Basso Beatriz
Beatriz Basso, Neonatology Service, School of Medical Sciences, National University of Cordoba, 5000 Cordoba, Argentina.
World J Exp Med. 2013 Feb 20;3(1):1-10. doi: 10.5493/wjem.v3.i1.1.
Trypanosoma cruzi (T. cruzi), the etiological agent of Chagas disease, affects nearly 18 million people in Latin America and 90 million are at risk of infection. The parasite presents two stages of medical importance in the host, the amastigote, intracellular replicating form, and the extracellular trypomastigote, the infective form. Thus infection by T. cruzi induces a complex immune response that involves effectors and regulatory mechanisms. That is why control of the infection requires a strong humoral and cellular immune response; hence, the outcome of host-parasite interaction in the early stages of infection is extremely important. A critical event during this period of the infection is innate immune response, in which the macrophage's role is vital. Thus, after being phagocytized, the parasite is able to develop intracellularly; however, during later periods, these cells induce its elimination by means of toxic metabolites. In turn, as the infection progresses, adaptive immune response mechanisms are triggered through the TH1 and TH2 responses. Finally, T. cruzi, like other protozoa such as Leishmania and Toxoplasma, have numerous evasive mechanisms to the immune response that make it possible to spread around the host. In our Laboratory we have developed a vaccination model in mice with Trypanosoma rangeli, nonpathogenic to humans, which modulates the immune response to infection by T. cruzi, thus protecting them. Vaccinated animals showed an important innate response (modulation of NO and other metabolites, cytokines, activation of macrophages), a strong adaptive cellular response and significant increase in specific antibodies. The modulation caused early elimination of the parasites, low parasitaemia, the absence of histological lesions and high survival rates. Even though progress has been made in the knowledge of some of these mechanisms, new studies must be conducted which could target further prophylactic and therapeutic trials against T. cruzi infection.

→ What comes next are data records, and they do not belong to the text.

PR #1791, opened 2024-10-09
docs: remove double word typo in README

Victoran0:
Under the Chat Completion section, about the fourth line under it, we have: 'The model will will format the messages into a single prompt using the following order of precedence:'... 
'will' appeared twice, this update fix that.


lukestanley (changes requested):
The commit message / PR title could better match what it is! Deleting the typo / grammar issue has nothing to do with cuda.

Victoran0:
> The commit message / PR title could better match what it is! Deleting the typo / grammar issue has nothing to do with cuda.

Oops, sorry about that, I did use the same message as the latest commit the readme.md file has, with the additional (updated) at the end. That is because i thought the new commit is not a new feature, only fixing a typographical error.
However, I have edited the commit message in a new commit.

lukestanley:
But now there are 2 commit messages and none of them quite describe what someone would want to know. For example if someone saw the message: "Typo at line 340 fixed", they would think - what file? Then they might go to check the file and see that there is no change there at all. Empty commits are not so helpful.
Instead, you might want to undo your last empty commit, and adjusting the commit message in your original commit.
You would probably then want to force push it up to overwrite Victoran0:patch-2 with a better commit message.
ChatGPT (among other chatbots) is probably good at helping with this sort of thing.

Victoran0:
@lukestanley how does it look now?

lukestanley (approved):
It's readable, it matches up with what it does. I think it's acceptable. There is no need to say the line number, but it's okay. It's fairly clean and tidy. In my capacity as a random internet person I approve. :+1:  @Victoran0

Victoran0:
Am glad you considered 👏👏👏

PR #1793, opened 2024-10-13
Fix: Refactor Batching notebook to use new sampler chain API

lukestanley:
- Replaced deprecated llama_sample_token with llama_sampler_sample
- Updated llama_token_to_piece signature to include lstrip and special arguments
- Changed llama_load_model_from_file to use positional argument for params (currently does not accept a keyword argument for it)
@abetlen


lukestanley:
I was trying to figure out what regressed with the low level API, and I saw that there was a bit more recent batching notebook. But the Batching notebook itself was broken so I fixed it.

To use GitHub Codespaces after making a Codespace from the branch, I had to:
```
pip install --upgrade pip
pip install -e .
wget "https://huggingface.co/TheBloke/Mistral-7B-v0.1-GGUF/resolve/main/mistral-7b-v0.1.Q2_K.gguf?download=true"
mv "mistral-7b-v0.1.Q2_K.gguf?download=true" "mistral-7b-v0.1.Q2_K.gguf"
```
When Codespace offers to install the Jupyter extension, I accepted it.
I am then able to run the whole notebook.

PR #1795, opened 2024-10-14
Fix: add missing exit_stack.close() to end of /v1/completions endpoint

gjpower:
- /v1/completions endpoint was missing an exit_stack.close() call

This was causing the llama proxy lock to be retained until exit_stack is cleaned up by garbage collector


gjpower:
#1798 supersedes this MR as I found thread starvation issue was not just due to improper closing of exit_stack but due to thread starvation from dependency pull of llama_proxy locking all worker threads

PR #1819, opened 2024-11-02
docs: Remove ref to llama_eval in llama_cpp.py docs

richdougherty:
The `llama_eval` function was removed in 0.2.14 (0d37ce5) but the docs still reference it. Updated some of the docs in `llama_cpp.py` to match the `llama.h` docs from upstream.

_Note: the `examples/low_level_api/*.py` files still reference `llama_eval` and therefore don't work anymore, but I haven't looked into fixing these._


abetlen:
Thank you so much @richdougherty

PR #1864, opened 2024-12-15
Add: Include option to normalize & truncate embeddings in create_embe…

KanishkNavale:
## What

- Includes option to create **normalized** embeddings with **truncation** while using the "create_embeddings" method.

## Why

Currently, the "create_embeddings" methods does not include this as args. However, embed function includes this. I added this args. in the "create_embeddings" method which parse it to the "embed" method.


SubatomicPlanets:
I'm guessing this isn't merged yet because the pr also includes some formatting changes? In general this would be a nice small quality of life improvement.

KanishkNavale:
@SubatomicPlanets Agreed 💯

PR #1867, opened 2024-12-16
docs: update ROCm install instructions

agronholm:
The updated installation instructions allow the utilization of the GPU, as per the [upstream instructions](https://github.com/ggerganov/llama.cpp/blob/master/docs/build.md#hip).


HardAndHeavy:
Thanks a lot for the correction. It helped me a lot with the installation.

PR #1884, opened 2024-12-25
feat: add streaming tool use

### LINKED ISSUE #1869: chatml-function-callling not adding tool description to the prompt.
Tool description is missing in `chatml-funcion-calling` prompt format.

https://github.com/abetlen/llama-cpp-python/blob/803924b02cc8ca7531b70e6497d1ff7b83f75737/llama_cpp/llama_chat_format.py#L3417

### LINKED ISSUE #1883: Feature request: add support for streaming tool use
The combination `stream=True, tool_choice="auto"` raises an exception right now, which means that developers are stuck with one of two unfortunate choices:
1. Developing an application that streams the response but cannot use tools
2. Developing an LLM application that can use tools but cannot stream the response

Relevant discussion: https://github.com/abetlen/llama-cpp-python/discussions/1615

lsorber:
This PR upgrades the `chatml-function-calling` chat handler with fixes for #1883 and #1869, among other improvements.

Changes:
1. General:
    a. ✨ If no system message is supplied, add an empty system message to hold the tool metadata.
    b. ✨ Add function descriptions to the system message so that tool use is better informed (fixes #1869).
    c. ✨ Replace `print` statements relating to JSON grammars with `RuntimeWarning` warnings.
    d. ✅ Added tests with fairly broad coverage of the different scenarios.
4. Case "Tool choice by user":
    b. ✨ Add support for more than one function call by making this a special case of "Automatic tool choice" with a single tool.
5. Case "Automatic tool choice -> respond with a message":
    a. ✨ Use user-defined `stop` and `max_tokens`.
    b. 🐛 Replace incorrect use of follow-up grammar with user-defined grammar.
6. Case "Automatic tool choice -> one or more function calls":
    a. ✨ Add support for streaming the function calls (fixes #1883).
    b. ✨ Make tool calling more robust by giving the LLM an explicit way to terminate the tool calls by wrapping them in a `<function_calls></function_calls>` block.
    c. 🐛 Add missing ":" stop token to determine whether to continue with another tool call, which prevented parallel function calling.
    d. ✨ Set temperature=0 to determine whether to continue with another tool call, similar to the initial decision on whether to call a tool.

### DIFF
--- a/llama_cpp/llama_chat_format.py
+++ b/llama_cpp/llama_chat_format.py
@@ -7,6 +7,7 @@ import ctypes
 import dataclasses
 import random
 import string
+import warnings
 
 from contextlib import ExitStack
 from typing import (
@@ -28,9 +29,7 @@ from jinja2.sandbox import ImmutableSandboxedEnvironment
 import numpy as np
 import numpy.typing as npt
 
-import llama_cpp.llama as llama
-import llama_cpp.llama_types as llama_types
-import llama_cpp.llama_grammar as llama_grammar
+from llama_cpp import llama, llama_grammar, llama_types
 
 from ._logger import logger
 from ._utils import suppress_stdout_stderr, Singleton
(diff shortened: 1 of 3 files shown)


lsorber:
@abetlen The tests all pass, but the macOS ones were terminated after a timeout. I think this is because of a lack of CPU and or memory resources because the tests run fine on my macOS machine.

SubatomicPlanets:
I would love to see this merged! Actually there are quite a lot of good pull requests here that i would like to see merged... But this one is top priority!

lsorber:
Update: I rebased on the latest `main` and included a few tiny improvements to further improve tool calling robustness.

lsorber:
Update: I rebased on the latest `main` and conditionally skipped the added tests on macOS when not enough resources are available to run them.

conornash:
Would love to see this merged - is there anything holding it up?

lsorber:
@abetlen I rebased the PR on the latest upstream main and added a small commit to fix the returned logprobs format.

tsharp:
I would also like to see this merge. 🧙‍♂️

XyLearningProgramming:
I rebased this PR onto the latest upstream main (v0.3.16) and resolved the merge conflicts. Opened a new PR at #2129 in case it helps get this merged. All credit to @lsorber for the implementation.

PR #1901, opened 2025-01-21
Update llama_cpp: Sync LLAMA_API names with llama.cpp mainline. Needs more testing

JamePeng:
Sync LLAMA_API names with llama.cpp mainline. Needs more testing

PR #1912, opened 2025-01-28
Migrate to the latest version of llama.cpp APIs and support for DeepSeek models

jaepil:
This PR is based on #1901.

By applying this PR, llama-cpp-python can load DeepSeek models without issues.


jaepil:
I didn't know the original author @JamePeng was still working on the PR. It seems like his PR is almost complete, so I'm closing mine.

PR #1966, opened 2025-03-09
Synchronize LLAMA_API with ggml-org/llama.cpp and update cuda workflow for windows

JamePeng:
Update llama.cpp version [llama.cpp](https://github.com/ggml-org/llama.cpp) updated [from 794fe2 to f08f4b3]
Use the llama_sampler_init instead of llama_sampler() for safe usage
Sync  llama : add Phi-4-mini support
Sync  llama : expose llama_model_n_head_kv in the API
Sync  tool-call: fix Qwen 2.5 Coder support, add micro benchmarks, support trigger patterns for lazy grammars
class LlamaSampler: append add_xtc(), add_top_n_sigma() and add_dry()
Remove Tail-Free sampling
Add TopN-Sigma/XTC/DRY samplers code into sampler
Sync llama : Add Gemma 3 support

### DIFF
--- a/CHANGELOG.md
+++ b/CHANGELOG.md
@@ -7,6 +7,10 @@ and this project adheres to [Semantic Versioning](https://semver.org/spec/v2.0.0
 
 ## [Unreleased]
 
+## [0.3.8]
+
+- feat: Update llama.cpp to ggerganov/llama.cpp@7841fc723e059d1fd9640e5c0ef19050fcc7c698
+
 ## [0.3.7]
 
 - feat: Update llama.cpp to ggerganov/llama.cpp@794fe23f29fb40104975c91fe19f23798f7c726e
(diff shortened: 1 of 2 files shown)


JamePeng:
I tried to adjust the workflow output based on VS2022 to compile pip wheels, and generate two cuda versions 12.4.1 and 12.6.3 and the win version of py310-312 for your convenience.
It should have been compiled now: https://github.com/JamePeng/llama-cpp-python/releases

JamePeng:
llama : refactor llama_context, llama_kv_cache, llm_build_context (https://github.com/ggml-org/llama.cpp/pull/12181)

JamePeng:
The adjusted code is moved to https://github.com/JamePeng/llama-cpp-python/tree/1966-branch

PR #1971, opened 2025-03-15
fix(types): remove redundant type (typo with repeating lines)

CHB-0r1s:
Remove redundant  type hint, which was caused by typo or smth like that.
Those type hints completely equals, so that does not make any sense.


CHB-0r1s:
@abetlen Hi, just a ping

CHB-0r1s:
@abetlen Hi, just a ping

PR #1973, opened 2025-03-17
Update README.md For llama.cpp HIPBLAS compile instructions

Scofflawvii:
[From llama.cpp repo -DGGML_HIP=on is now the required CMAKE flag for HIPBlas/ROCM.](https://github.com/ggml-org/llama.cpp/blob/master/docs/build.md#hip)

### DIFF
--- a/README.md
+++ b/README.md
@@ -175,10 +175,10 @@ pip install llama-cpp-python \
 <details>
 <summary>hipBLAS (ROCm)</summary>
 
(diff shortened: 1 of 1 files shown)


agronholm:
Was [my PR](https://github.com/abetlen/llama-cpp-python/pull/1867) not good enough?

Scofflawvii:
My bad sorry about that.

PR #1980, opened 2025-03-22
sdist: include .ggml_build_number in tarball

### LINKED ISSUE #1979: Set GGML_BUILD_NUMBER to the correct version when building from pypi tarball
# Prerequisites

- [X] I am running the latest code. Development is very rapid so there are no tagged versions as of now.
- [X] I carefully followed the [README.md](https://github.com/abetlen/llama-cpp-python/blob/main/README.md).
- [X] I [searched using keywords relevant to my issue](https://docs.github.com/en/issues/tracking-your-work-with-issues/filtering-and-searching-issues-and-pull-requests) to make sure that I am creating a new issue that is not already open (or closed).
- [X] I reviewed the [Discussions](https://github.com/abetlen/llama-cpp-python/discussions), and have a new bug or useful enhancement to share.

# Expected Behavior

When I build the package from the source tarball uploaded to PyPI, I expect `PACKAGE_VERSION` in `ggml-version.cmake` file set to the same version as extracted from `git` when building directly from the git repo.

# Current Behavior

```
$ grep PACKAGE_VERSION result/lib/python3.12/site-packages/lib/cmake/ggml/ggml-version.cmake | grep '^set'
set(PACKAGE_VERSION "0.0.1"
```

This is probably because while the published tarball includes `.git`, the checkout done by `actions/checkout` in the publish workflow doesn't fetch full depth of the git repo, so the checkout turns out shallow.

This is what is seen during the build:

```
python3.12-llama-cpp-python> CMake Warning at vendor/llama.cpp/ggml/CMakeLists.txt:298 (message):
python3.12-llama-cpp-python>   GGML build version fixed at 1 likely due to a shallow clone.
```

I **think** this can be fixed by setting `fetch-depth` to `0` for the publish workflow. Of course, this may be not very optimal because then the resulting tarball will have to include complete git repo.

Perhaps an alternative fix is to calculate the version during the sdist build, then storing it inside the tarball as a file; finally, read the version from this file during the build, if it's present.

booxter:
With that, builds using tarball will still have the correct cmake
package version for ggml.

This assumes the file is read by llama.cpp build system, see:
https://github.com/ggml-org/llama.cpp/pull/12509

Fixes #1979

### DIFF
--- a/pyproject.toml
+++ b/pyproject.toml
@@ -65,7 +65,7 @@ wheel.packages = ["llama_cpp"]
 cmake.verbose = true
 cmake.minimum-version = "3.21"
 minimum-version = "0.5.1"
-sdist.include = [".git", "vendor/llama.cpp/*"]
+sdist.include = [".ggml_build_number", "vendor/llama.cpp/*"]
 
 [tool.scikit-build.metadata.version]
 provider = "scikit_build_core.metadata.regex"
--- a/.github/workflows/publish.yaml
+++ b/.github/workflows/publish.yaml
@@ -12,6 +12,7 @@ jobs:
     steps:
     - uses: actions/checkout@v4
       with:
+        fetch-depth: 0
         submodules: "recursive"
 
     - name: Set up Python
@@ -41,6 +42,7 @@ jobs:
 
     - name: Build source distribution
       run: |
+        (cd vendor/llama.cpp && git rev-list --count HEAD) > .ggml_build_number
         python -m build --sdist
 
     - name: Publish distribution to PyPI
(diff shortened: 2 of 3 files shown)


pyproject.toml
```diff
@@ -65,7 +65,7 @@ wheel.packages = ["llama_cpp"]
 cmake.verbose = true
 cmake.minimum-version = "3.21"
 minimum-version = "0.5.1"
-sdist.include = [".git", "vendor/llama.cpp/*"]
```
booxter, line 68: I'm not sure why `.git` was included before. I can build the package even when I remote the directory completely before the build.

booxter:
Will need to figure out how to test the change to github workflow actually works.

booxter:
I won't have time to get it to completion sadly. Feel free to take it over if anyone is interested.

PR #2018, opened 2025-05-12
feat: add Jinja2 loop controls to chat templates

handshape:
Hi there -- Cohere's Command models use `break` in their jinja templates. Adding the `jinja2.ext.loopcontrols` extesion to the jinja environment is sufficient to enable support.


handshape:
Now that devstral has dropped, and has even wackier stuff in their jinja templates, I wonder if there's a general form of this issue. Would it make sense to expose the jinja context, and let the consumer of the library decide what features and context objects they want to enable in jinja?

Issue #2026, opened 2025-06-03
llama_cpp/lib/libllama.so: undefined symbol: llama_kv_cache_view_init


opsec-ai:
# Prerequisites

**Just built with Python12 in fresh .venv**

Please answer the following questions for yourself before submitting an issue.

- [ x] I am running the latest code. Development is very rapid so there are no tagged versions as of now.
- [x ] I carefully followed the [README.md](https://github.com/abetlen/llama-cpp-python/blob/main/README.md).
- [ x] I [searched using keywords relevant to my issue](https://docs.github.com/en/issues/tracking-your-work-with-issues/filtering-and-searching-issues-and-pull-requests) to make sure that I am creating a new issue that is not already open (or closed).
- [ x] I reviewed the [Discussions](https://github.com/abetlen/llama-cpp-python/discussions), and have a new bug or useful enhancement to share.

# Expected Behavior

from llama_cpp import Llama
(success!)

# Current Behavior

from llama_cpp import Llama
Traceback (most recent call last):
  File "<stdin>", line 1, in <module>
  File "/home/k/Downloads/src/chatterbox/.venv/lib64/python3.12/site-packages/llama_cpp/__init__.py", line 1, in <module>
    from .llama_cpp import *
  File "/home/k/Downloads/src/chatterbox/.venv/lib64/python3.12/site-packages/llama_cpp/llama_cpp.py", line 1824, in <module>
    @ctypes_function(
     ^^^^^^^^^^^^^^^^
  File "/home/k/Downloads/src/chatterbox/.venv/lib64/python3.12/site-packages/llama_cpp/_ctypes_extensions.py", line 113, in decorator
    func = getattr(lib, name)
           ^^^^^^^^^^^^^^^^^^
  File "/usr/lib64/python3.12/ctypes/__init__.py", line 392, in __getattr__
    func = self.__getitem__(name)
           ^^^^^^^^^^^^^^^^^^^^^^
  File "/usr/lib64/python3.12/ctypes/__init__.py", line 397, in __getitem__
    func = self._FuncPtr((name_or_ordinal, self))
           ^^^^^^^^^^^^^^^^^^^^^^^^^^^^^^^^^^^^^^
AttributeError: /home/k/Downloads/src/chatterbox/.venv/lib64/python3.12/site-packages/llama_cpp/lib/libllama.so: undefined symbol: llama_kv_cache_view_init
>>>

# Environment and Context

$ sysinfo
[...]

PR #2030, opened 2025-06-13
Remove llama_kv_cache_view and deprecations were deleted on llama.cpp side too

serhii-nakon:
rel: https://github.com/ggml-org/llama.cpp/pull/13653
rel: https://github.com/abetlen/llama-cpp-python/issues/2026


serhii-nakon:
By some reason even with this fixes it crashes - if it possible review it. Maybe it because of another fix in my local env (related with template strftime_now)

serhii-nakon:
OK, I reverted back llama.cpp - it start works with fixes in this PR. Looks like here some more issues with new llama.cpp and llama-cpp-python compatibility.

PR #491, opened 2022-02-16
[NEW] OAuth2 supporting methods

AllanPazRibeiro:
# What? :boat:

- This PR adds the supporting methods to revoke/refresh the token access.

# Why? :thinking:

- These methods allow the apps to manage the authorization flow

# Links :earth_americas:

# PS :eyes:


src/server/oauth2/OAuth2Client.ts
```diff
@@ -207,4 +219,118 @@ export class OAuth2Client {
...
+        userId,
+        persis,
+    }: {
+        token: string,
+        expiresAt: number,
+        refreshToken: string,
+        userId: string,
+        persis: IPersistence,
+    }) {
+        await persis.createWithAssociations(
```
d-gubert, line 305: We can replace the `await` for a `return` - as this is the last statement of the function, `await`ing it essentially does nothing, as there will be nothing to run afterwards. By using a `return`, we're deferring the `await`ing to the calling method

src/server/oauth2/OAuth2Client.ts
```diff
@@ -207,4 +219,118 @@ export class OAuth2Client {
...
+                new RocketChatAssociationRecord(
+                    RocketChatAssociationModel.MISC,
+                    `${this.config.alias}-oauth-connection`,
+                ),
+            ],
+        );
+    }
+
+    private async removeToken({ userId, persis }: { userId: string, persis: IPersistence} ) {
+        await persis.removeByAssociations([
```
d-gubert, line 325: We can replace the `await` for a `return` - as this is the last statement of the function, `await`ing it essentially does nothing, as there will be nothing to run afterwards. By using a `return`, we're deferring the `await`ing to the calling method

src/server/oauth2/OAuth2Client.ts
```diff
@@ -207,4 +219,118 @@ export class OAuth2Client {
...
+
+        const url = new URL(this.config.revokeTokenURI);
+
+        for (const tokenInfo of tokensInfo) {
+            url.searchParams.set('token', tokenInfo.token);
+
+            await this.app.getAccessors().http.post(url.href);
+        }
+
+        this.removeToken({ userId: user.id, persis });
```
d-gubert, line 288: When calling functions/methods that return promises, we should either `await` or `return` _always_ - here, for instance, even if a method calling `revokeUserAccessToken` uses an `await` **it will end up not waiting until the `removeToken` method finishes running to return the control**, because this call to `removeToken` simply creates a Promise but doesn't act on it

src/server/oauth2/OAuth2Client.ts
```diff
@@ -174,30 +185,31 @@ export class OAuth2Client {
...
+                    status: statusCode,
+                    content: '<div style="display: flex;align-items: center;justify-content: center; height: 100%;">\
+                                <h1 style="text-align: center; font-family: Helvetica Neue;">\
+                                    Oops, something went wrong, please try again or in case it still does not work, contact the administrator.\
+                                </h1>\
+                            </div>',
+                };
+            }
+
+            this.saveToken({
```
d-gubert, line 199: When calling functions/methods that return promises, we should either `await` or `return` _always_ - here, this function will return the object below before the execution of `saveToken` finishes running

d-gubert (changes requested):
Apart from the comments provided, many of the methods lack a return type, please provide those as well

d-gubert (approved):

PR #496, opened 2022-04-04
[FIX] Faulty redirect_uri path concatenation

thassiov:
# What? :boat:

During the OAuth process, the `redirect_uri` wasn't being formatted properly, making the login process fail. 

# Why? :thinking:

# Links :earth_americas:

# PS :eyes:


graywolf336 (changes requested):
Unfortunately, the siteUrl in Rocket.Chat sometimes does have a slash in it. So, you might have to add a little bit of code to enforce that there is only one `/` when you are combining them.

tapiarafael (approved):
LGTM

graywolf336 (approved):

PR #499, opened 2022-04-12
[NEW] Add new events after user has been created, updated and deleted

tapiarafael:
# What? :boat:
Add definition and listeners for new events `IPostUserCreated`, `IPostUserUpdated` and `IPostUserDeleted`

# Why? :thinking:

# Links :earth_americas:
[Task](https://app.clickup.com/t/22wqd4p)
[Rocket.chat PR](https://github.com/RocketChat/Rocket.Chat/pull/25165)

# PS :eyes:


src/server/managers/AppListenerManager.ts
```diff
@@ -1196,4 +1203,58 @@ export class AppListenerManager {
 
         return descriptor;
     }
+
+    private async executePostUserCreated(data: IUserContext): Promise<void> {
+        const context = Object.freeze(data);
```
d-gubert, line 1208: `Object.freeze` performs a shallow freeze only, in these cases it's better to use `Utilities.deepFreeze` to ensure inner objects are also frozen

src/definition/users/IUserContext.ts
```diff
@@ -0,0 +1,6 @@
+import { IUser } from './IUser';
+
+export interface IUserContext {
+    user: IUser;
+    performedBy?: IUser;
+}
```
d-gubert, line 6: It would be good to add some comments here explaining app devs what is the purpose of the interface and the properties

src/definition/users/IUserUpdateContex.ts
```diff
@@ -0,0 +1,7 @@
+import { IUser } from './IUser';
+
+export interface IUserUpdateContext {
+    user: IUser;
+    performedBy?: IUser;
+    previousData?: IUser;
+}
```
d-gubert, line 7: It would be good to add some comments here explaining app devs what is the purpose of the interface and the properties

d-gubert (changes requested):

thassiov (approved):
LGTM

d-gubert (approved):

PR #501, opened 2022-04-27
[NEW] Adding interfaces to add action button on user dropdown menu

AllanPazRibeiro:
# What? :boat:
- Added: Enum option to user dropdown

# Why? :thinking:

This PR is necessary for the Rocket.chat will use this interface to add the button on the user dropdown menu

克氏锥虫是恰加斯病的病原体,在拉丁美洲感染了近1800万人,另有9000万人面临感染风险。该寄生虫在宿主体内呈现出两个具有医学重要性的阶段,即无鞭毛体(细胞内复制形式)和细胞外锥鞭毛体(感染形式)。因此,克氏锥虫感染会引发复杂的免疫反应,涉及效应器和调节机制。这就是为什么控制感染需要强大的体液免疫和细胞免疫反应;因此,宿主与寄生虫在感染早期相互作用的结果极为重要。感染期间的一个关键事件是先天性免疫反应,其中巨噬细胞的作用至关重要。因此,寄生虫被吞噬后能够在细胞内发育;然而,在后期,这些细胞会通过有毒代谢产物诱导其被清除。反过来,随着感染的进展,适应性免疫反应机制通过TH1和TH2反应被触发。最后,克氏锥虫与利什曼原虫和弓形虫等其他原生动物一样,有许多逃避免疫反应的机制,使其能够在宿主体内传播。在我们实验室,我们用对人类无致病性的兰氏锥虫在小鼠中开发了一种疫苗接种模型,该模型可调节对克氏锥虫感染的免疫反应,从而保护小鼠。接种疫苗的动物表现出重要的先天性反应(一氧化氮和其他代谢产物、细胞因子的调节,巨噬细胞的激活)、强烈的适应性细胞反应以及特异性抗体的显著增加。这种调节导致寄生虫早期清除、低寄生虫血症、无组织学损伤和高存活率。尽管在了解其中一些机制方面取得了进展,但仍必须进行新的研究,这些研究可能针对针对克氏锥虫感染的进一步预防和治疗试验。